Sport- und Freizeitbad : „Twin“-Hallenbad in Bad Neuenahr wird teurer als geplant

Erst sollte es 12,7 Millionen Euro kosten, jetzt 17 Millionen. Die Baukosten für das neue „Twin“-Hallenbad in Bad Neuenahr steigen weiter an.

Berlin will für den Neubau eines Hallenbades am Bad Neuenahrer Twin Nägel mit Köpfen. Oder, wie Bürgermeister Guido Orthen es am Montag im Haupt- und Finanzausschuss formulierte: „Für eine Förderung durch den Bund brauchen wir einen Ratsbeschluss, der deutlich macht, dass wir bauen wollen.“ Dabei geht es um 3,1 Millionen Euro, die der Bund als Förderung in Aussicht gestellt hat.

Der Ratsbeschluss zur „Umsetzung der Maßnahme“ soll kommenden Montag folgen. Ein folgenreicher Beschluss, denn eines ist der Stadt klar. Die Baukosten gehen nach oben. Diese steigen im Schnitt um vier Prozent pro Jahr, was für die bisher veranschlagten Gesamtkosten von 13,47 Millionen Euro für die Jahre 2019 bis 2022 rund 1,6 Millionen Euro ausmacht.

Hinzu kommen 1,2 Millionen Euro für den Rückbau, eine halbe Million für Außenanlagen und 200.000 Euro Umsatzsteuer sodass ein neues Twin auf rund 17 Millionen Euro käme.

Grundstücke sollen verkauft werden

Geld, das die Stadt auftreiben will und muss. Dies soll über bereits getätigte und noch geplante Grundstücksverkäufe geschehen, die sich auf rund 8,5 Millionen Euro summieren. Der Kreis Ahrweiler ist mit 1,1 Millionen Euro im Boot, die Grafschaft mit 1,2 Millionen und die Verbandsgemeinde Altenahr mit 50.000 Euro. Das macht in der Summe mit den 3,1 Millionen vom Bund knapp 14 Millionen Euro.
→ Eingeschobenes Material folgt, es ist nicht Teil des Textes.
PR #779, opened 2017-05-09
Add a file to keep track of track maintainers.

Insti:
https://github.com/exercism/discussions/issues/97 investigated the status of all Exercism language tracks. This file is intended to continue and maintain that process in a community driven manner.

My intention is for this version to be merged and then further PR's can fill out/update the rest of the information.

See "Ruby" under the "Maintained" section for an example of what information I think there should be for each track.

Ideally a bot could keep it updated, but until someone writes one we will just have to do it manually.

### DIFF
--- a/TRACK_MAINTAINERS.md
+++ b/TRACK_MAINTAINERS.md
@@ -33,73 +33,69 @@ TODO
 ### Orphaned
 
 * Bash
+* Ceylon
 * CoffeeScript
+* ColdFusion
 * D
 * Groovy
+* Haxe
+* Idris
 * Kotlin
+* Nim
 * PL/SQL
+* Pascal
 * Perl 5
 * Pony
+* PowerShell
+* Purescript
 * R
 * Standard ML
+* TECO
+* Tcl
+* The Netwide Assembler
+* VB.NET
+* Vimscript
 
 ### Endangered
 
-* Lua
-* Lisp
-* Erlang
-* Go
-* Factor
-* Perl 6
-* PHP
 * C++
 * Elm
 * Emacs Lisp
+* Erlang
+* Factor
+* Go
+* Lisp
 * Lisp Flavored Erlang
+* Lua
 * MIPS Assembly
+* PHP
+* Perl 6
+* Prolog
 * Racket
 * Scheme
-* Prolog
 
 ### At Risk
 
-* Swift
-* Rust (but very active)
-* OCaml
-* JavaScript
-* ECMAScript
-* Python
-* Scala
-* F#
 * C#
 * Clojure
+* ECMAScript
+* F#
+* JavaScript
+* OCaml
 * Objective-C
+* Python
+* Rust
+* Scala
+* Swift
 
 ### Maintained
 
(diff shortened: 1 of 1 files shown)


TRACK_MAINTAINERS.md
```diff
@@ -0,0 +1,105 @@
...
+* F#
+* C#
+* Clojure
+* Objective-C
+
+### Maintained
+
+* Ruby   
+   Active: @kotp, @insti, @hilary, @tommyschaefer, @bmulvihill  
+   Alumni: @kytrynx, @bernardoamc, @Cohen-Carlisle
```
petertseng: you spelled her name wrong, is kytrinyx (unless there is in fact a secret kytrynx that I am not aware of)

TRACK_MAINTAINERS.md
```diff
@@ -0,0 +1,105 @@
...
+### Inactive Tracks
+
+There has not been enough activity to generate a heartbeat for the following tracks:
+
+* Ceylon
+* ColdFusion
+* Haxe
+* Idris
+* The Netwide Assembler
+* Nim
```
Smarticles101: Should be Vim?

petertseng: Nim is for https://github.com/exercism/xnim (Nim should remain. If Vimscript is to be added, it should be added separately)

Smarticles101: Ah, I see now

TRACK_MAINTAINERS.md
Insti: Thanks. 
How embarrassing :blush:

petertseng:
for the purposes of this document, is there a need to make a distinction between orphaned and inactive?

Insti:
> for the purposes of this document, is there a need to make a distinction between orphaned and inactive?

Probably not. Shall I merge the sections? Should it be under Orphaned or Inactive?

petertseng:
> > for the purposes of this document, is there a need to make a distinction between orphaned and inactive?
> 
> Probably not. Shall I merge the sections? Should it be under Orphaned or Inactive?

I don't suppose I care so much, but if I were to suggest the path of least resistance, then I pick Orphaned, since that is the one that has the definition in the list (orphaned, endangered, etc.)

Theodus:
I would consider the Pony track at risk, but not orphaned.

Insti:
> I would consider the Pony track at risk, but not orphaned.

Can you submit a PR for this once the file is merged.
I'd rather not bog this PR down with making sure all the tracks are correct.

Insti:
We probably should also link to the repositories.

Insti:
> There does not seem to be much point for the @ preceding the names, since they do not get linked. Unless there is some per-user tool that will do it.

I was hoping Github would magically work.

Theodus:
@Insti Sure, no problem

Insti:
@Theodus it's merged now, you can submit your PR.

Theodus:
@Insti Thanks!

PR #790, opened 2017-05-13
atbash-cipher: Fix casing and punctation in example description.

derifatives:


Insti:
Looks reasonable. Thanks.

Fehlen also noch drei Millionen Euro. Wobei eine „politische Entscheidung“ des Rates eine weitere knappe Million bringen könnte. Denn wenn, so der Vorschlag der Verwaltung, das Hallenbad, anders als ursprünglich vorgesehen, schon zum Mai 2021 geschlossen würde, würde eben jene knappe Million an Betriebskosten eingespart. Eine Vorgehensweise, die im Haupt- und Finanzausschuss quer durch die Fraktionen auf positive Resonanz stieß.

Zwei Millionen Euro Fehlbedarf stehen folglich noch im Raum. Und auch die Maßgabe, die im Rat mehrfach unterstrichen wurde, dass für ein neues Hallenbad keine neuen Schulden gemacht werden sollen. Hier soll eine Rechenaufgabe für das Rathaus helfen. Denn noch sind die Folgekosten, die ein neues Hallenbad mit sich bringt, nicht berechnet.

Da könnte noch Potenzial für die Finanzierung drinstecken. Auch deshalb machte Guido Orthen klar: „Vor einer Ausschreibung müssen diese Kosten feststehen.“ So lautetet denn auch der entsprechende Beschlussvorschlag an den Stadtrat. Auch will die Stadt noch einmal auf das Land hinsichtlich eines Zuschusses zugehen, obwohl dieses wegen der zu erwartenden Bundesmittel bereits einen Rückzieher gemacht hat.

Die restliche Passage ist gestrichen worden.